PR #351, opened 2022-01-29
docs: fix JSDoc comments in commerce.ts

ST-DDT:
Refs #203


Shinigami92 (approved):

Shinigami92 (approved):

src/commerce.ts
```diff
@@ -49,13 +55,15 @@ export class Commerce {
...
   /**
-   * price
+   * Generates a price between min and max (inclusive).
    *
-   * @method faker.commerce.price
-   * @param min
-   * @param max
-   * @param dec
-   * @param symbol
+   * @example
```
------------------------------------------------------------
TASK OBJECTIVE => Please copy every line of the data that carries the string "param".

ANSWER TO THE PROBLEM =>
-   * @param min
-   * @param max
-   * @param dec
-   * @param symbol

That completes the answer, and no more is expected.